To be clear I don’t intend this to mean that it’s a bad idea for someone to write such a provider. I’m just saying that the fact that gRPC is more “clunky” to use than HTTP is at least partially caused by differences in gRPC’s design, and so some amount of that clunkiness would also transfer to a Terraform provider offering similar functionality. I still think it would be quite neat to have such a provider, but I can understand why nobody tried to write it yet.
Im just thinking a simple grpc equivalent of the http datasource- definitely not a separate provider.

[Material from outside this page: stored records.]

PR #185, opened 2016-09-29
Initial code for system notifications [SCI-444]

okriuchykhin:
https://biosistemika.atlassian.net/browse/SCI-444

### DIFF
--- a/app/helpers/notifications_helper.rb
+++ b/app/helpers/notifications_helper.rb
@@ -1,10 +1,8 @@
 module NotificationsHelper
-
   def create_system_notification(title, message)
     users = User.where.not(confirmed_at: nil)
     users.each do |u|
       UserNotification.create_notification(u, title, message, :system_message)
     end
   end
-
 end
--- a/app/helpers/notifications_helper.rb
+++ b/app/helpers/notifications_helper.rb
@@ -1,0 +1,10 @@
+module NotificationsHelper
+
+  def create_system_notification(title, message)
+    users = User.where.not(confirmed_at: nil)
+    users.each do |u|
+      UserNotification.create_notification(u, title, message, :system_message)
+    end
+  end
+
+end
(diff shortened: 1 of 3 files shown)


app/helpers/notifications_helper.rb
```diff
@@ -0,0 +1,8 @@
+module NotificationsHelper
+  def create_system_notification(title, message)
+    users = User.where.not(confirmed_at: nil)
+    users.each do |u|
```
Ducz0r: When iterating over large collections, it is **very important** to use `.find_each` instead of `each` (`each` loads all queried objects in memory, which could be deadly when iterating over whole tables, while `find_each` loads objects in batches).

app/helpers/notifications_helper.rb
```diff
@@ -0,0 +1,8 @@
...
+      UserNotification.create_notification(u, title, message, :system_message)
```
Ducz0r: Wasn't one of the purposes of `Notification` - `UserNotification` - `User` database structure that for system notification, a **single** `Notification` object would be created, and linked to many `UserNotification`-s? Because right now, for each system notification, many `Notification` objects are created, and I think that's very redundant.

lib/tasks/notifications.rake
```diff
@@ -0,0 +1,10 @@
+namespace :notifications do
+
+  desc 'Creates new system notification for all active users'
+  task :new_release => :environment do
```
Ducz0r: We will need a parameterized Rake task, because system notifications can be anything. Since parameters in Rake tasks are pretty rudimentary, one way to input a more detailed data into the task is to provide a single parameter, path to a `.yaml` file, and that file has the detailed data specified (e.g. title & message of notification). I mean, your call, maybe it's not neccesary.

Ducz0r:
With @okriuchykhin we decided the Rake task will be changed at a later stage (in couple of days :smile:). So this is ready for merge.

PR #2676, opened 2020-06-22
Revert default_scope for active repositories [SCI-4786]

mlorb:
Jira ticket: [SCI-4786](https://biosistemika.atlassian.net/browse/SCI-4786)

### What was done
default_scope removed

### DIFF
--- a/app/services/dashboard/recent_work_service.rb
+++ b/app/services/dashboard/recent_work_service.rb
@@ -32,6 +32,7 @@ module Dashboard
                       .projects_joins(:from_experiments)
                       .repositories_joins
                       .reports_joins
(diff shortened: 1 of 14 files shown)


app/services/dashboard/recent_work_service.rb
```diff
@@ -32,6 +32,7 @@ def call
                       .projects_joins(:from_experiments)
                       .repositories_joins
                       .reports_joins
+                      .where('repositories.archived IS NOT TRUE')
```
urbanrotnik, line 35: I think we have same in `Activity.rb:51` Check if doing same thing and remove one.

PR #2691, opened 2020-06-26
Improve repository state migration [SCI-4792]

aignatov-bio:
Jira ticket: [SCI-4792](https://biosistemika.atlassian.net/browse/SCI-4792)

### What was done
Improve repository state migration

### DIFF
--- a/db/migrate/20200622155632_repository_table_state_update.rb
+++ b/db/migrate/20200622155632_repository_table_state_update.rb
@@ -18,7 +18,7 @@ class RepositoryTableStateUpdate < ActiveRecord::Migration[6.0]
 
       state['order'][0][0] = order_state.to_i + 2 if order_state.to_i > 5
 
-      if state['columns'].class == Hash
+      if state['columns'].is_a? Hash
         columns_array = []
         state['columns'].each { |k, v| columns_array[k.to_i] = v }
         state['columns'] = columns_array
@@ -36,7 +36,8 @@ class RepositoryTableStateUpdate < ActiveRecord::Migration[6.0]
       end
       table_state.update(state: state)
     rescue StandardError
-      next
+      # Corrupted state will be cleared and default state will be generated on load
+      table_state.update(state: {})
     end
   end
 end
--- a/db/migrate/20200622155632_repository_table_state_update.rb
+++ b/db/migrate/20200622155632_repository_table_state_update.rb
@@ -7,18 +7,36 @@ class RepositoryTableStateUpdate < ActiveRecord::Migration[6.0]
 
   def up
     TempStateModel.find_each do |table_state|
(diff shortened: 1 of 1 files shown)


db/migrate/20200622155632_repository_table_state_update.rb
```diff
@@ -8,18 +8,35 @@ class TempStateModel < ApplicationRecord
...
                                   'regex' => false, 'smart' => true, 'search' => '', 'caseInsensitive' => true
                                 },
                                 'visible' => false)
       end
-      state['ColReorder'] = state['ColReorder'].map { |i| i > 5 ? i + 2 : i } + [6, 7]
+      if state['ColReorder']
+        state['ColReorder'] = state['ColReorder'].map { |i| i.to_i > 5 ? i.to_i + 2 : i.to_i } + [6, 7]
+      end
       table_state.update(state: state)
+    rescue StandardError
```
urbanrotnik, line 38: What kind of errors do we expect here?

okriuchykhin: Shouldn't it reset state to default in case of an error?

db/migrate/20200622155632_repository_table_state_update.rb
```diff
@@ -8,18 +8,35 @@ class TempStateModel < ApplicationRecord
...
+
+      unless order_state
+        order = state.dig('order', '0')
+        state['order'] = [order]
+        order_state = state.dig('order', 0, 0)
+      end
+
+      state['order'][0][0] = order_state.to_i + 2 if order_state.to_i > 5
+
+      if state['columns'].class == Hash
```
okriuchykhin, line 21: .is_a?

db/migrate/20200622155632_repository_table_state_update.rb
```diff
@@ -8,18 +8,35 @@ class TempStateModel < ApplicationRecord
   def up
     TempStateModel.find_each do |table_state|
       state = table_state.state
-      order_state = state['order'][0][0]
-      state['order'][0][0] = order_state + 2 if order_state > 5
+      order_state = state.dig('order', 0, 0)
+
+      unless order_state
+        order = state.dig('order', '0')
```
okriuchykhin, line 14: isn't it already checked in order_state?

aignatov-bio: There is old state format, where some fields use Hash instead of Array

db/migrate/20200622155632_repository_table_state_update.rb
aignatov-bio: I will reset state to empty and then default state will be generated on load

PR #2694, opened 2020-06-30
Show assigned users modal also for view only [SCI-4790]

urbanrotnik:
Jira ticket: [SCI-4790](https://biosistemika.atlassian.net/browse/SCI-4790)

### What was done

Show modal of assigned users also if the user does not have permissions for managing users on my_module. 
Buttons for adding and removing users will be hidden if the user does not have permission. 
+ button is shown only if the user can manage permissions and there is some unassigned users left

Check also [GitLab PR](https://gitlab.com/biosistemika/scinote/addons/electronic_signatures/-/merge_requests/77)

### DIFF
--- a/app/views/user_my_modules/_index.html.erb
+++ b/app/views/user_my_modules/_index.html.erb
@@ -1,35 +1,24 @@
 <% user_my_modules = @my_module.user_my_modules %>
-<% if can_manage_users_in_module?(@my_module) %>
-  <a class="task-assigned-users manage-users-link <%= 'empty' unless user_my_modules.present? %>"
-     data-remote="true"
-     href="<%= my_module_users_edit_path(@my_module, format: :json) %>"
-     data-module-id="<%= @my_module.id %>"
-     data-module-users-url="<%= my_module_user_my_modules_url(@my_module, format: :json) %>">
-    <% if user_my_modules.present? %>
-      <% user_my_modules.each do |user_my_module| %>
-        <%  user = user_my_module.user %>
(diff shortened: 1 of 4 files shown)


app/views/user_my_modules/_index.html.erb
```diff
@@ -1,35 +1,24 @@
...
     <% user_my_modules.each do |user_my_module| %>
       <%  user = user_my_module.user %>
       <span class='global-avatar-container'>
         <%= image_tag avatar_path(user, :icon_small) %>
       </span>
     <% end %>
-  </div>
-<% end %>
+    <% if can_manage_users_in_module?(@my_module) && @my_module.unassigned_users.any? %>
+      <span class='global-avatar-container assign-new-user'>
```
okriuchykhin, line 15: Use " here, to be consistent

app/views/user_my_modules/_index.html.erb
```diff
@@ -1,35 +1,24 @@
...
-      <span class="empty-label">
-        <%= t('my_modules.details.no_assigned_users') %>
-      </span>
-    <% end %>
-  </a>
-<% else %>
-  <div class="task-assigned-users">
+<a class="task-assigned-users manage-users-link <%= 'empty' unless user_my_modules.present? %>"
+   data-remote="true"
+   href="<%= my_module_users_edit_path(@my_module, format: :json) %>"
```
okriuchykhin, line 4: Can we skip 'format' here?

PR #2697, opened 2020-07-01
Add 2fa to user settings page [SCI-4755]

aignatov-bio:
Jira ticket: [SCI-4755](https://biosistemika.atlassian.net/browse/SCI-4755)

### What was done
Add 2fa to user settings page

### DIFF
--- a/app/models/user.rb
+++ b/app/models/user.rb
@@ -628,9 +628,7 @@ class User < ApplicationRecord
     totp.verify(otp, drift_behind: 10)
   end
 
-  def ensure_2fa_token!
-    return if otp_secret
-
+  def assign_2fa_token!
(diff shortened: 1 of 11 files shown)


app/models/user.rb
```diff
@@ -630,6 +628,21 @@ def valid_otp?(otp)
     totp.verify(otp, drift_behind: 10)
   end
 
+  def ensure_2fa_token!
```
urbanrotnik, line 631: Hmm, I think this naming `ensure.. ` + an `if condition` does not make any sense because we are regenerating this token on each turn on/off. 

I would rename it to something like (re)assign_otp_code. Do you have a better idea?

PR #2714, opened 2020-07-08
Enable Content Security Policy [SCI-4796]

okriuchykhin:
Jira ticket: [SCI-4796](https://biosistemika.atlassian.net/browse/SCI-4796)

### What was done
Enable Content Security Policy

### DIFF
--- a/config/initializers/content_security_policy.rb
+++ b/config/initializers/content_security_policy.rb
@@ -4,22 +4,22 @@
 # For further information see the following documentation
 # https://developer.mozilla.org/en-US/docs/Web/HTTP/Headers/Content-Security-Policy
 
-# Rails.application.config.content_security_policy do |policy|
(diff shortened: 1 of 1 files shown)


config/initializers/content_security_policy.rb
```diff
@@ -4,22 +4,22 @@
 # For further information see the following documentation
 # https://developer.mozilla.org/en-US/docs/Web/HTTP/Headers/Content-Security-Policy
```
urbanrotnik, line 6: Won't this prevent `marvinJS` from running?

okriuchykhin: we can whitelist it

urbanrotnik: Cool, we should I guess

PR #2740, opened 2020-07-17
Implement Status labels on a Task card [SCI-4823]

mlorb:
Jira ticket: [SCI-4823](https://biosistemika.atlassian.net/browse/SCI-4823)

### What was done
- Implement Status labels on a Task card
- Restyle task card to fit the status label, but still stays the same size

### Todo
- Replace fake data after backend will be finished.

### DIFF
--- a/app/views/canvas/full_zoom/_my_module.html.erb
+++ b/app/views/canvas/full_zoom/_my_module.html.erb
@@ -37,6 +37,9 @@
     <% else %>
       <%= render partial: "my_modules/card_due_date_label.html.erb", locals: { my_module: my_module, format: :full_date } %>
     <% end %>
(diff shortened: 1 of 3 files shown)


app/views/canvas/full_zoom/_my_module.html.erb
```diff
@@ -37,6 +37,9 @@
     <% else %>
       <%= render partial: "my_modules/card_due_date_label.html.erb", locals: { my_module: my_module, format: :full_date } %>
     <% end %>
+    <div class="status-label" style="--state-color: #2DBE61">
+      Completed
```
okriuchykhin, line 41: What's this?

mlorb: mock data, we don't have backend

PR #2741, opened 2020-07-17
Add export for assigned items [SCI-4748]

aignatov-bio:
Jira ticket: [SCI-4748](https://biosistemika.atlassian.net/browse/SCI-4748)

### What was done
Add export for assigned items

### DIFF
--- a/app/services/repository_zip_export.rb
+++ b/app/services/repository_zip_export.rb
@@ -5,16 +5,25 @@ require 'csv'
 module RepositoryZipExport
   def self.generate_zip(params, repository, current_user)
     # Fetch rows in the same order as in the currently viewed datatable
-    ordered_row_ids = params[:row_ids]
-    id_row_map = RepositoryRow.where(id: ordered_row_ids,
-                                     repository: repository)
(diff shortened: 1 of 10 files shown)


app/services/repository_zip_export.rb
```diff
@@ -5,16 +5,25 @@
 module RepositoryZipExport
   def self.generate_zip(params, repository, current_user)
     # Fetch rows in the same order as in the currently viewed datatable
-    ordered_row_ids = params[:row_ids]
-    id_row_map = RepositoryRow.where(id: ordered_row_ids,
-                                     repository: repository)
-                              .index_by(&:id)
-    ordered_rows = ordered_row_ids.collect { |id| id_row_map[id.to_i] }
+    if params[:my_module_id]
```
urbanrotnik, line 8: Should we write a test for this part with a context `when receive RepositorySnapshot`?

aignatov-bio: We need to refactor factories, for adding snapshots. I think better to make it in scope of the separate task.

PR #2750, opened 2020-07-22
Add modal for status flow [SCI-4835]

aignatov-bio:
Jira ticket: [SCI-4835](https://biosistemika.atlassian.net/browse/SCI-4835)

### What was done
Add modal for status flow


app/views/my_modules/modals/_status_flow_modal_body.html.erb
```diff
@@ -0,0 +1,22 @@
+ <div class="status-flow">
+  <% my_module_statuses.each_with_index do |status, i| %>
```
okriuchykhin, line 2: which ordering is used here?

Perhaps native, but grpcurl is golang and provides a library package specifically for supporting other tools, I was expecting this would just be a thin wrapper around that. I’m not sure how grpcurl does caching though.
Hi @red8888,
The http data source belongs to the hashicorp/http provider. All data sources belong to providers.
A hypothetical grpc data source should belong to a provider called “grpc”, because Terraform assumes that the first segment of the name of the resource type is the name of the provider it belongs to, but that provider could be in any namespace. So you can write such a provider and publish under your own GitHub account in Terraform Registry, and then Terraform will be able to install and use it.
Looking at the grpcurl Go API, it seems like your hypothetical data source would mainly wrap grpcurl.InvokeRPC, but that requires a DescriptorSource argument, and so a different way to think about the questions I asked in my previous comment is “How would the DescriptorSource be specified in the Terraform configuration?”. Using this library doesn’t avoid answering that question, unfortunately.